* [PATCH v2 1/2] hugetlbfs: stop setting VM_DONTDUMP in initializing vma(VM_HUGETLB)
2013-04-01 17:21 [PATCH v2 0/2] fix hugepage coredump Naoya Horiguchi
@ 2013-04-01 17:21 ` Naoya Horiguchi
[not found] ` <CABOkKT0uceznvR0bKx79GB5HSEbWA2vp0G5dAjg6V23O3anS7w@mail.gmail.com>
2013-04-01 17:21 ` [PATCH v2 2/2] hugetlbfs: add swap entry check in follow_hugetlb_page() Naoya Horiguchi
2013-04-02 5:34 ` [PATCH v2 0/2] fix hugepage coredump Konstantin Khlebnikov
2 siblings, 1 reply; 5+ messages in thread
From: Naoya Horiguchi @ 2013-04-01 17:21 UTC (permalink / raw)
To: Andrew Morton
Cc: Mel Gorman, Hugh Dickins, Rik van Riel, KOSAKI Motohiro,
Konstantin Khlebnikov, Michal Hocko, linux-mm, linux-kernel,
stable
Currently we fail to include any data on hugepages into coredump,
because VM_DONTDUMP is set on hugetlbfs's vma.
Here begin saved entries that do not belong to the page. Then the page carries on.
PR #1252, opened 2024-12-08
Add routines to parse numeric command-line arguments, and use them.

guyharris:
They do various error checks; use them instead of strto*() or atoi().

### DIFF
--- a/tcpdump.c
+++ b/tcpdump.c
@@ -165,11 +165,7 @@ The Regents of the University of California.  All rights reserved.\n";
 #endif
 
 static int Bflag;			/* buffer size */
-#ifdef HAVE_PCAP_DUMP_FTELL64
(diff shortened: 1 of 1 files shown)


guyharris:
> The current code uses strtoul() to obtain the value of the `--skip` option. This allows you to enter hex values 0xnnnnn, which is useful for testing purposes. This update does not.

Fixed.

guyharris:
> Thanks. Should we allow other flags to have also hexa input values?

We could, but I'd treat that as another change; this one's supposed to preserve the UI (other than possibly catching out-of-range errors), and allowing at least some other flags to take hex (or octal...) values would be a UI enhancement that we should probably not separately in a separate commit.

Most people have 10 fingers, so allowing hex values in packet counts might not be useful, but hex byte counts/sizes and file offsets could be useful.

PR #1254, opened 2024-12-10
autotools, CMake: fix issues with snprintf test and sanitizers.

guyharris:
Avoid trying to cast negative values to unsigned types, or doing shifts of signed types, in order not to have the test program fail if we're building with undefined-behavior sanitizers enabled.

See the-tcpdump-group/libpcap#1396 for the equivalent libpcap issue.


guyharris:
> `s/llibpcap/libpcap/` in the commit message.

Done.

PR #1262, opened 2024-12-21
tests: Fix some tests with invalid microsecond packet timestamps

fxlb:
If the timestamp for packets are given in seconds and microseconds, a microsecond value > 999999 is invalid. Set it to 999999.


infrastation:
In real world the input data is not under control.  Why not print invalid timestamp values as "invalid" and let the malformed test files flex the code path?

infrastation:
Ah, alright.

PR #1267, opened 2024-12-22
RSVP improvements to tests as well as P2MP support

mstigge:
This PR makes as few improvements in the RSVP dissector.

1. Add a test pcap for the most common protocol messages, for P2P as well as P2MP.
2. Adjust rendering of the P2MP ID.
3. P2MP Secondary ERO and RRO support was missing, add that.

All three are in separate commits and I suggest merging them separately to the master branch. Steps 2 and 3 are modifying the expected test output added in step 1, illustrating the effect of their changes.

Initially I planned to make 3 separate PRs, but GitHub's stacking support seems to be lacking somewhat, so doing a single PR instead with separate commits. Please indicate if a different commit structure is preferred in your project.


mstigge:
The build failure on openbsd-mips64 was a timeout in an ipv6 test which looks to me like a case of flaky test infra instead of being related to my changes.

PR #93, opened 2025-03-30
Refactorisation

jean-michelet:
### Encapsulate more logic into utility plugins
Our controllers are currently handling too many responsibilities: database queries, file uploads, and more. IMO, they should focus only on handling HTTP concerns. I made some improvements in this direction, but there's still work to be done. I believe introducing a service layer or a set of use-cases would help to achieve this separation.

### Better logging
I think relying on the `reply.internalServerError()` utility from `@fastify/sensible` is not very useful, and we were essentially blind to the actual reasons why transactions were failing (credits to @fraxken). If we don't implement fine-grained logging, it's better to let errors propagate naturally. The default error handler already does a good job of adding context to thrown errors.

### Hotfixes
I also took the opportunity to address #38 by implementing the temporary file approach recommended by @climba03003 [here](https://github.com/fastify/demo/pull/50#pullrequestreview-2428510084).

## Future improvements
- Encapsulate business logic into dedicated plugins (service objects or use-case decorators). Controllers would no longer handle file management or direct repository calls.
- Improve the folder structure to better reflect which plugins belong to infrastructure, application, shared utilities, or business logic.
- Reduce the use of module augmentation by using `getDecorator<T>` api on next minor, see https://github.com/fastify/fastify/pull/5768


gurgunday (approved):

jean-michelet:
@fastify/collaborators 
Can an additional contributor take a look plz?

metcoder95 (approved):

PR #100, opened 2025-04-05
Upgrade dependencies

jean-michelet:
@Fdawgs 
`dependabot` doesn't seems to be configured very well (or there is an issue with this repo), I would prefer to have PR on a regular basis to upgrade patches and minors.

Because you know better CI, what do you recommend?


Fdawgs:
@jean-michelet because the packages are using the caret (`^`), Dependabot will only make PRs for major releases outside of the specified range (excluding 0.x, where any change is considered breaking), or when a dependency has a CVE against a specific version.

If you want it to make PRs for minor and hotfix/patch releases you'll need to remove the caret, or include a package-lock.json.

jean-michelet:
Ok, I'll update that, we have 100% test coverage, so nothing should break.

Issue #119, opened 2025-09-17
Cannot use fastify-cli with --options


nicolas-goudry:
### Prerequisites

- [x] I have written a descriptive issue title
- [x] I have searched existing issues to ensure the bug has not already been reported

### Fastify version

5.4.0

### Node.js version

20.17.0

### Operating system

Linux

### Operating system version (i.e. 20.04, 11.3, 10)

NixOS 24.11

### Description

Hi,

First of, thanks for this demo repository, it's filled with goodies I already used and even more I wasn't aware of.

I based one of my projects on this repository and found out that using `fastify-cli` with the `--options` flag ends up in an error I can't quite figure out:

```
TypeError: ajv.validate is not a function
    at envSchema (/home/nicolas/work/perso/demo/node_modules/env-schema/index.js:83:21)
    at fastifyEnv (/home/nicolas/work/perso/demo/node_modules/@fastify/env/index.js:8:20)
    at Plugin.exec (/home/nicolas/work/perso/demo/node_modules/avvio/lib/plugin.js:125:28)
    at Boot._loadPlugin (/home/nicolas/work/perso/demo/node_modules/avvio/boot.js:432:10)
    at process.processTicksAndRejections (node:internal/process/task_queues:82:21)
```

To reproduce this error, run the following command:

```bash
npm run dev:start -- --options
```

From what I could gather, this issue is related to [this part of the code](https://github.com/fastify/demo/blob/1d430da06ad4df398d9b390b5f425d753ab06a6b/src/app.ts#L10-L15) in `src/app.ts`:

```js
export const options = {
  ajv: {
    customOptions: {
      coerceTypes: 'array',
      removeAdditional: 'all'
    }
  }
}
```

If removing the `ajv` key entirely, it works again. I tried adding other options like `ignoreDuplicateSlashes` and such and they do work.

I’d love to be able to fix this, but I don't really know where to start.

I can deduce from the error message that this has something to do with the `@fastify/env` plugin and its dependency `env-schema`. I’ll try to look into it if I have some time.

### Link to code that reproduces the bug

https://github.com/fastify/demo

### Expected Behavior

The `--options` flag of `fastify-cli` should use custom options defined in the app service without any errors.

nicolas-goudry:
I looked through the `env-schema` code and it seems to be quite a subtle bug.

---

**Why is this happening?**

To understand why this happens, we have to look at how `fastify-cli` handles the `options` export from plugins (which `serviceApp` is).

[...]

PR #121, opened 2025-09-19
fix: stop propagating options

jean-michelet:
Can lead to issues with Core plugins expecting `options` to have a certain shape and key/values.

See #119


is2ei (approved):
LGTM!

gurgunday (approved):

PR #133, opened 2025-12-22
Docs: add env setup before db commands

lraveri:
Fixes #132 document copying `.env.example` to `.env` before running db scripts

### DIFF
--- a/README.md
+++ b/README.md
@@ -18,12 +18,16 @@ Install the dependencies:
 npm install
 ```
 
-### Database
+### Environment variables
 
-Prepare the environment file:
+Create a `.env` file based on `.env.example` and update values as needed.
+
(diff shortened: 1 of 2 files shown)


README.md
```diff
@@ -18,8 +18,18 @@ Install the dependencies:
 npm install
 ```
 
+### Environment variables
+
+Create a `.env` file based on `.env.example` and update values as needed.
+
+Make sure `COOKIE_SECRET` is set to a 32-byte secret (64 hex chars) in your `.env`. You can generate a random secret with:
```
jean-michelet:
```suggestion
Make sure `COOKIE_SECRET` is set to a secret with at least 32 characters.
You can generate a random secret with:
```

lraveri: I’ve pushed a new commit to update the README as you suggested

jean-michelet (approved):

PR #147, opened 2026-03-30
chore: update @fastify/env dependency

Tony133:
Proposal:

- update `@fastify/env` dependency to `v6.0.0`, because the `v5.0.3` it still uses `dotenv` internally


gurgunday (approved):
Lgtm

PR #167, opened 2026-09-13
Remove temp file when file is successfully uploaded

aaronofinn:
When uploading a file for a task that already has a file, it moves the old file to a temp directory. But on a successful upload, the temporary file still stays there so this is just a small fix to remove that temp file when the operation is successful.

### How to reproduce (before this fix)

```bash
curl -c /tmp/c.txt -X POST http://localhost:3000/api/auth/login \
  -H "Content-Type: application/json" \
  -d '{"email":"basic@example.com","password":"Password123$"}'

# upload once
curl -b /tmp/c.txt -X POST http://localhost:3000/api/tasks/1/upload -F "file=@/path/to/image.png"
# upload again onto the same task
curl -b /tmp/c.txt -X POST http://localhost:3000/api/tasks/1/upload -F "file=@/path/to/image.png"

ls uploads/tasks/temp/
# a leftover temp-<random>-1_image.png sits here after the second upload succeeded
```

#### Checklist


jean-michelet:
I think we should remove this feature of file upload, I tried to do this to illustrate the use of the multipart plugin and streams usage, but there are several system design flaws that fixing theme would make to much noise for a basic demo.

PR #165, opened 2026-09-13
Remove stale references to standalone along with concurrently dev dependency

aaronofinn:
Removing stale referencing to standalone.

Standalone code was originally removed as part of #129 but I think some of the documentation was left stale, so this is a PR to just clean that up.

#### Checklist

- [X] run `npm run test && npm run benchmark --if-present`
- [ ] tests and/or benchmarks are included
- [X] documentation is changed or added
- [X] commit message and code follows the [Developer's Certification of Origin](https://github.com/fastify/.github/blob/main/CONTRIBUTING.md#developers-certificate-of-origin-11)
      and the [Code of conduct](https://github.com/fastify/.github/blob/main/CODE_OF_CONDUCT.md)

PR #168, opened 2026-09-13
Fix flaky test

aaronofinn:
#### Description

`tasksRepository.paginate` sorts by `.orderBy('created_at', q.order)` alone. `created_at` is a `TIMESTAMP` column with 1-second resolution, so tasks created within the same second (seeded, or created back to back) tie exactly, and with no secondary sort key, which row lands at a given page/offset is undefined, it can vary between identical requests.

#### How this was found

[CI failed](https://github.com/fastify/demo/actions/runs/34774603376/job/103771236580) on an unrelated change in a recent PR: #165 with `test/routes/api/tasks/tasks.test.ts:136`, "should paginate by page and limit", expecting `'Task 2'` and getting `'Task 4'`. Reproduced locally, running the same suite repeatedly against unmodified `main` gives different results across runs with no code changes, confirming genuine nondeterminism rather than a one-off. 

Confirmed the test passed after a retry and is therefore flaky.

So the fix is instead to tie the order by the id as it will always be unique and thus, in order.

#### Checklist


jean-michelet (approved):

aaronofinn:
@jean-michelet would you mind merging? I don't have priveleges for some reason

PR #169, opened 2026-09-13
Add sameSite: 'lax' to cookie settings

aaronofinn:
#### Description

`session.ts` sets `secure` and `httpOnly` on the session cookie but never `sameSite` and there's no CSRF token mechanism anywhere in the app either. Whatever protection exists today is Chrome's own implicit default (treating a missing `SameSite` as `Lax`), an accident of the browser, not something this app's config actually asserts, and not something every client is guaranteed to apply consistently.

Adding sameSite: 'lax' to the cookie settings allows us to explicitly enforce that the session cookie is only sent on same-site requests, rather than depending on whichever browser happens to be in use applying its own undocumented default when the attribute is missing.

#### Checklist


jean-michelet:
> Adding sameSite: 'lax' to the cookie settings allows us to explicitly enforce that the session cookie is only sent on same-site requests

That's Strict, not Lax.

I planed to introduce CSRF building a SPA, but I always failed to fastify/vite with React.
Let's avoid it for now imo.

jean-michelet (approved):

aaronofinn:
@jean-michelet would you mind merging? I don't have priveleges for some reason

PR #170, opened 2026-09-13
Regenerate the session before logging in as a new user

aaronofinn:
#### Description

`auth/index.ts`'s login handler assigns `request.session.user = {...}` and calls `request.session.save()`, but never rotates the session ID. If a valid session cookie is already present when `/login` is called, `@fastify/session` reuses that same ID, it just overwrites who the session belongs to.

If an attacker could get a session ID they already know onto a victim's browser before the victim authenticates (however that happens), the ID staying the same across login means the attacker's foreknowledge of it remains useful after the victim logs in. Regenerating the session ID at the moment authentication state changes is the standard defense, it invalidates whatever ID existed beforehand.

#### Checklist


jean-michelet:
We need this: https://github.com/fastify/session/pull/348
@fastify/release: possible to release a patch of fastify/session plz?

Tony133:
> We need this: [fastify/session#348](https://github.com/fastify/session/pull/348) @fastify/release: possible to release a patch of fastify/session plz?

Done! see new release here: https://github.com/fastify/session/releases/tag/v11.1.3 🔥 👀

jean-michelet:
@Tony133 Thx!
@aaronofinn Can you plz update the version?

aaronofinn:
@jean-michelet done, can you merge when ready? I don't have access

.npmrc
```diff
@@ -1,2 +1,3 @@
 ignore-scripts=true
 min-release-age=7
+min-release-age-exclude=@fastify/session
```
jean-michelet: Sorry, we're gonna wait.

This behavior was recently
introduced by commit 314e51b98 "mm: kill vma flag VM_RESERVED and
mm->reserved_vm counter". This looks to me a serious regression,
so let's fix it.
ChangeLog v2:
- add 'return 0' in hugepage memory check
Signed-off-by: Naoya Horiguchi <n-horiguchi@ah.jp.nec.com>
Acked-by: Konstantin Khlebnikov <khlebnikov@openvz.org>
Acked-by: Michal Hocko <mhocko@suse.cz>
Cc: stable@vger.kernel.org
---
fs/binfmt_elf.c | 1 +
fs/hugetlbfs/inode.c | 2 +-
2 files changed, 2 insertions(+), 1 deletion(-)
diff --git v3.9-rc3.orig/fs/binfmt_elf.c v3.9-rc3/fs/binfmt_elf.c
index 3939829..86af964 100644
--- v3.9-rc3.orig/fs/binfmt_elf.c
+++ v3.9-rc3/fs/binfmt_elf.c
@@ -1137,6 +1137,7 @@ static unsigned long vma_dump_size(struct vm_area_struct *vma,
goto whole;
if (!(vma->vm_flags & VM_SHARED) && FILTER(HUGETLB_PRIVATE))
goto whole;
+ return 0;
}
/* Do not dump I/O mapped devices or special mappings */
diff --git v3.9-rc3.orig/fs/hugetlbfs/inode.c v3.9-rc3/fs/hugetlbfs/inode.c
index 84e3d85..523464e 100644
--- v3.9-rc3.orig/fs/hugetlbfs/inode.c
+++ v3.9-rc3/fs/hugetlbfs/inode.c
@@ -110,7 +110,7 @@ static int hugetlbfs_file_mmap(struct file *file, struct vm_area_struct *vma)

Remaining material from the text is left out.